■ **Task item**
In full and without change, repeat the records shown below.

(Recorded information Opens)

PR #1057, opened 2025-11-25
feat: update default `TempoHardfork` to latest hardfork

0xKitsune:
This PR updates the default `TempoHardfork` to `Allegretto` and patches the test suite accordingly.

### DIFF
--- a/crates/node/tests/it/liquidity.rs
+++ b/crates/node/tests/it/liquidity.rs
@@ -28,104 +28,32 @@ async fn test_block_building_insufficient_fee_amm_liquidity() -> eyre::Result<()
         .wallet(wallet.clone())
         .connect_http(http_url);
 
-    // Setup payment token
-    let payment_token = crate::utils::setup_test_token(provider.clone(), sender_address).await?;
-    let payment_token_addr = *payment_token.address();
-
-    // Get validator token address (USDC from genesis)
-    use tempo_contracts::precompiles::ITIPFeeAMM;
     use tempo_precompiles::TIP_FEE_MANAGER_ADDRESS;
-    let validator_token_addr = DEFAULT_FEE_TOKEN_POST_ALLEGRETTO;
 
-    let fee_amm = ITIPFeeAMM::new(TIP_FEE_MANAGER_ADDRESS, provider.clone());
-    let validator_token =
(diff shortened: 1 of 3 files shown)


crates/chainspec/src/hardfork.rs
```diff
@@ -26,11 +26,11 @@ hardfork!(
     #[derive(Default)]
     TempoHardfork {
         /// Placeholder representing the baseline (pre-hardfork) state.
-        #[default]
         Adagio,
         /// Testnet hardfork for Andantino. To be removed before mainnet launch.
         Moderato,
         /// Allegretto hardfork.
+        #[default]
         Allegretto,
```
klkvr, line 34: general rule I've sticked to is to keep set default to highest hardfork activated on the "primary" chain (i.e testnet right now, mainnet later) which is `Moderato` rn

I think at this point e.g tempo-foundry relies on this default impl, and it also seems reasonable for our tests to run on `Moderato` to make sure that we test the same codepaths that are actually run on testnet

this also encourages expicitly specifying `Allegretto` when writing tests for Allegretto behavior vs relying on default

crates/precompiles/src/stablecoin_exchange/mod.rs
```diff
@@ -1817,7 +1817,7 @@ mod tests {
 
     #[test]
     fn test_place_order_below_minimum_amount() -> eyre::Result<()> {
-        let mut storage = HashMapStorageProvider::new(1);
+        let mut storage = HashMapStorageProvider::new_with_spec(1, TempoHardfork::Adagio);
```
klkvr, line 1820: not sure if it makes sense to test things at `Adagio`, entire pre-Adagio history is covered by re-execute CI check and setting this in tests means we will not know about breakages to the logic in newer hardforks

(Recorded information Closes)

■ **Solution for this exercise**
PR #1057, opened 2025-11-25
feat: update default `TempoHardfork` to latest hardfork

0xKitsune:
This PR updates the default `TempoHardfork` to `Allegretto` and patches the test suite accordingly.

### DIFF
--- a/crates/node/tests/it/liquidity.rs
+++ b/crates/node/tests/it/liquidity.rs
@@ -28,104 +28,32 @@ async fn test_block_building_insufficient_fee_amm_liquidity() -> eyre::Result<()
         .wallet(wallet.clone())
         .connect_http(http_url);
 
-    // Setup payment token
-    let payment_token = crate::utils::setup_test_token(provider.clone(), sender_address).await?;
-    let payment_token_addr = *payment_token.address();
-
-    // Get validator token address (USDC from genesis)
-    use tempo_contracts::precompiles::ITIPFeeAMM;
     use tempo_precompiles::TIP_FEE_MANAGER_ADDRESS;
-    let validator_token_addr = DEFAULT_FEE_TOKEN_POST_ALLEGRETTO;
 
-    let fee_amm = ITIPFeeAMM::new(TIP_FEE_MANAGER_ADDRESS, provider.clone());
-    let validator_token =
(diff shortened: 1 of 3 files shown)


crates/chainspec/src/hardfork.rs
```diff
@@ -26,11 +26,11 @@ hardfork!(
     #[derive(Default)]
     TempoHardfork {
         /// Placeholder representing the baseline (pre-hardfork) state.
-        #[default]
         Adagio,
         /// Testnet hardfork for Andantino. To be removed before mainnet launch.
         Moderato,
         /// Allegretto hardfork.
+        #[default]
         Allegretto,
```
klkvr, line 34: general rule I've sticked to is to keep set default to highest hardfork activated on the "primary" chain (i.e testnet right now, mainnet later) which is `Moderato` rn

I think at this point e.g tempo-foundry relies on this default impl, and it also seems reasonable for our tests to run on `Moderato` to make sure that we test the same codepaths that are actually run on testnet

this also encourages expicitly specifying `Allegretto` when writing tests for Allegretto behavior vs relying on default

crates/precompiles/src/stablecoin_exchange/mod.rs
```diff
@@ -1817,7 +1817,7 @@ mod tests {
 
     #[test]
     fn test_place_order_below_minimum_amount() -> eyre::Result<()> {
-        let mut storage = HashMapStorageProvider::new(1);
+        let mut storage = HashMapStorageProvider::new_with_spec(1, TempoHardfork::Adagio);
```
klkvr, line 1820: not sure if it makes sense to test things at `Adagio`, entire pre-Adagio history is covered by re-execute CI check and setting this in tests means we will not know about breakages to the logic in newer hardforks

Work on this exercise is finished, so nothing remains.